Using "это" is hardly idiomatic here.
I actually have a hard time choosing the most suitable word order here, but probably "и мы этого никогда не забудем" would sound the best.

On a sidenote, did you mean во*л*ны?


----------



## Gabriele8512

Awwal12 said:


> Using "это" is hardly idiomatic here.
> I actually have a hard time choosing the most suitable word order here, but probably "и мы этого никогда не забудем" would sound the best.
> 
> On a sidenote, did you mean во*л*ны?



Конечно, да!

Спасибо за ваше замечание.

Г.


----------



## Vovan

Добавлю: в русском языке _ковид _обычно пишется со строчной буквы.


----------



## Rosett

Gabriele8512 said:


> 1) Вы нам очень помогали во время первой волны Ковида, и мы этого никогда не забудем
> 2) Вы нам очень помогали во время первой волны Ковида, и мы никогда не забудем это


Apparently, the first sentence is correct. Just add a missing comma.


----------



## DisposableHeroe

Я не совсем понимаю разглагольствования первого человека тут, потому что оба предложения звучат правильно и натурально в определенном контексте, разве что время глагола "помогали" можно выбрать немного другое, например "очень помогли", так как слово "очень" уже подразумевает то, что процесс был долгий и довольно продуктивный. 
В общем, оба предложения правильны.


----------



## Awwal12

DisposableHeroe said:


> потому что оба предложения звучат правильно и натурально в определенном контексте


Можете привести контекст, в котором "это" звучало бы лучше, чем "этого"?
Для меня "это" здесь звучит безальтернативно криво.


DisposableHeroe said:


> как слово "очень" уже подразумевает то, что процесс был долгий и довольно продуктивный.


Какое, по большому счету, отношение продуктивность деятельности имеет к аспекту, и как "очень" в принципе может характеризовать длительность ("вы нам вчера очень помогли, когда одолжили пять тысяч")?


----------



## Kort en Bondig

There are comprehensive resources explaining which case to use with negation – the genitive or the accusative. Typing 'винительный или родительный при отрицании' in google search delivers the necessary info. Right on the first page.

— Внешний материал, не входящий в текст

PR #3909, opened 2024-07-12
Add `field_name` parameter to `flags.Custom_Type_Setter`

FourteenBrush:
Motivation:
I found it quite difficult to provide an accurate error message in a type setter when the field name is not known.

### DIFF
--- a/core/flags/internal_assignment.odin
+++ b/core/flags/internal_assignment.odin
@@ -48,6 +48,7 @@ push_positional :: #force_no_inline proc (model: ^$T, parser: ^Parser, arg: stri
 	args_tag, _ := reflect.struct_tag_lookup(field.tag, TAG_ARGS)
 	field_name := get_field_name(field)
 	error = parse_and_set_pointer_by_type(ptr, arg, field.type, args_tag)
+
 	#partial switch &specific_error in error {
 	case Parse_Error:
 		specific_error.message = fmt.tprintf("Unable to set positional #%i (%s) of type %v to `%s`.%s%s",
@@ -160,6 +161,7 @@ set_option :: proc(model: ^$T, parser: ^Parser, name, option: string) -> (error:
 	ptr := cast(rawptr)(cast(uintptr)model + field.offset)
 	args_tag := reflect.struct_tag_get(field.tag, TAG_ARGS)
 	error = parse_and_set_pointer_by_type(ptr, option, field.type, args_tag)
+
 	#partial switch &specific_error in error {
 	case Parse_Error:
 		specific_error.message = fmt.tprintf("Unable to set `%s` of type %v to `%s`.%s%s",
--- a/core/flags/internal_assignment.odin
+++ b/core/flags/internal_assignment.odin
@@ -47,7 +47,7 @@ push_positional :: #force_no_inline proc (model: ^$T, parser: ^Parser, arg: stri
 	ptr := cast(rawptr)(cast(uintptr)model + field.offset)
 	args_tag, _ := reflect.struct_tag_lookup(field.tag, TAG_ARGS)
 	field_name := get_field_name(field)
-	error = parse_and_set_pointer_by_type(ptr, arg, field.type, args_tag)
+	error = parse_and_set_pointer_by_type(ptr, arg, field.type, field.name, args_tag)
 
 	#partial switch &specific_error in error {
 	case Parse_Error:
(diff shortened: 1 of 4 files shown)


Feoramund:
The type setter is not designed to know the field names, as its job is only to handle setting types, regardless of what fields it's applying to. In that sense, it's indiscriminate. The flag checker is the hook where you can act on specific fields. By default, the error handler chain provides what field name caused the error in the first place, prepended to any message provided by the type setter.

Can you provide more context as to how you're using the package?

FourteenBrush:
> The type setter is not designed to know the field names, as its job is only to handle setting types, regardless of what fields it's applying to. In that sense, it's indiscriminate. The flag checker is the hook where you can act on specific fields. By default, the error handler chain provides what field name caused the error in the first place, prepended to any message provided by the type setter.
> 
> Can you provide more context as to how you're using the package?

I might not understand the scope of those two components correctly, but regardless I had a type setter where I had to do some parsing on the raw option string in order to end up with an os.Handle. When that parsing failed, I wanted to provide an accurate error message, but due to the lack of a field name, the only reasonable thing to do was to just assing an os.INVALID_HANDLE and wait till the flag checker to provide an accurate error message.

Maybe that's intended behavior but it just felt strange to do.

Feoramund:
If your error is dependent on the field itself, then it sounds like you're doing the right thing by waiting until the flag checker to produce an error.

Do you have a minimal example of your error situation? Perhaps what your use case looks like if you err only in the type setter compared to in the flag checker.

FourteenBrush:
Sorry for the late response, had some other things going on..

This could be considered the situation that I have:
```go
Opts :: struct {
    initial_mem: MemSize `flags:"required"`,
    max_mem:     MemSize `flags:"required"`,
}

MemSize :: distinct uint

opts_type_setter :: proc(
    data: rawptr,
    datatype: typeid,
    unparsed: string,
    args_tag: string,
) -> (
    error: string,
    handled: bool,
    alloc_error: mem.Allocator_Error,
) {
    if datatype != MemSize do return

    size, ok := parse_mem_size(unparsed)
    if !ok {
        // set error, we can only provide a generic "invalid memory size"
        // instead of indicating which property was invalid
        return "Invalid memory size", true, alloc_error
    }

    (^MemSize)(data)^ = size
    handled = true
    return
}

parse_mem_size :: proc(raw: string) -> (size: MemSize, ok: bool) {
    // do some parsing here to convert e.g. "10M" to 10 * mem.Megabyte
    return
}
```

So the lack of a field name makes me provide a generic error instead of saying which specific arg was invalid.
Of course this can be overcome with deferring the error handling to the flag checker and just setting the field as -1 instead.

Now imagine MemSize would be a signed type, what could we do? Have an extra hidden boolean field that says whether the field is erroneous or not?

In my eyes all these situations of deferring the error, which can be the result of parsing, can be avoided by simply having a field name provided in order to fail with the wanted error message immediately.

I don't know what your thoughts are on this?

Feoramund:
> So the lack of a field name makes me provide a generic error instead of saying which specific arg was invalid.

This shouldn't be needed, as the error handler chain already prepends the name of the field to the error message. From the example, if you were to type `./example example -accuracy=asdf`, you would be told:
```
[Parse_Error.Bad_Value] Unable to set `accuracy` of type Fixed_Point1_1 to `asdf`. Incorrect format. Must be in the form of `i.f`.
```

> Now imagine MemSize would be a signed type, what could we do? Have an extra hidden boolean field that says whether the field is erroneous or not?

I have not tried it myself, but I can't imagine why using a `Maybe` or another sort of `union` wouldn't work.

> In my eyes all these situations of deferring the error, which can be the result of parsing, can be avoided by simply having a field name provided in order to fail with the wanted error message immediately.
> 
> I don't know what your thoughts are on this?

Based on your example code, you're still doing things correctly by deferring the error reporting if you need to know which specific flag was in error. However, there is no need to put the flag name into the type setter merely to report the name of the flag. That's already handled.

The situation in which I can imagine you would need to know the name of the flag would be if you had two fields of the same type which have very different consequences in how they are handled. I.e. the possible errors and error responses have nothing to do with each other at the type level, which is why the flag checker gets the name and not the type setter.

Say hypothetically you have two flags `a` and `b` of some type `distinct int` with generic parsing, but you want only `a` to be within a certain range: that is when the flag checker is meant to be used to verify against the name of the field. If it was common enough, you could even encode your custom requirements into the `args_tag`. However, if you go that far, it would be better to move verification back to the type setter stage, since that requirement would be encoded into the type now.

The type setter is purely for setting types and mustn't need to know about field names: if it gets to that point, you may as well have two different types (which might be another solution for you).

But as far as I can tell just based on this example code, I see no reason why you would need to know the field name at that stage if all you want to do is put the field name into the error message. That's already done for you.

FourteenBrush:
> But as far as I can tell just based on this example code, I see no reason why you would need to know the field name at that stage if all you want to do is put the field name into the error message. That's already done for you.

I mean yes, but that still requires you to get the field name out of the error message.
Apart from that, I think you've given enough alternatives so I think I'll just leave it here..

In certain cases, only one is correct. Most often, however, the application of either one is possible with the genitive being more bookish. The position of the word that is negated plays a role, meaning the further it is from the negative particle the more natural it gets to put it into the accusative case rather than genitive. It used to be that genitive was the only right case to use with negation. But since the beginning of the 19 century, it started to change. There is a quote from Pushkin: 'Can the negative particle charged with the genitive case be so powerful that is passes through all the words right to the last one, without losing its force just like the negative particles of Newton do? I guess not.'


----------



## Rosett

Kort en Bondig said:


> There are comprehensive resources explaining which case to use with negation – the genitive or the accusative. Typing 'винительный или родительный при отрицании' in google search delivers the necessary info. Right on the first page.
> 
> In certain cases, only one is correct. Most often, however, the application of either one is possible with the genitive being more bookish. The position of the word that is negated plays a role, meaning the further it is from the negative particle the more natural it gets to put it into the accusative case rather than genitive. It used to be that genitive was the only right case to use with negation. But since the beginning of the 19 century, it started to change. There is a quote from Pushkin: 'Can the negative particle charged with the genitive case be so powerful that is passes through all the words right to the last one, without losing its force just like the negative particles of Newton do? I guess not.'


Подразумеваемая ссылка (gramota.ru) рассматривает немалое разнообразие частных случаев, не слишком связанных между собой, которые можно логически обобщить: родительный падеж ставится при полном отрицании, винительный - при частном. Там, где объём отрицания не является существенным, всё равно приходится выбирать один из падежей - в зависимости от того, что вы хотите сказать.


----------



## Awwal12

Rosett said:


> которые можно логически обобщить: родительный падеж ставится при полном отрицании, винительный - при частном


Только в половине случаев это реально не работает, потому что выбора либо нет, либо он задаётся стилистическими, а не семантическими соображениями. И в конечном счёте всё будет зависеть от конкретного глагола (употребление которого с отрицаниями нужно просто запоминать)...


----------



## Kort en Bondig

Rosett said:


> Подразумеваемая ссылка (gramota.ru) рассматривает немалое разнообразие частных случаев, не слишком связанных между собой, которые можно логически обобщить: родительный падеж ставится при полном отрицании, винительный - при частном.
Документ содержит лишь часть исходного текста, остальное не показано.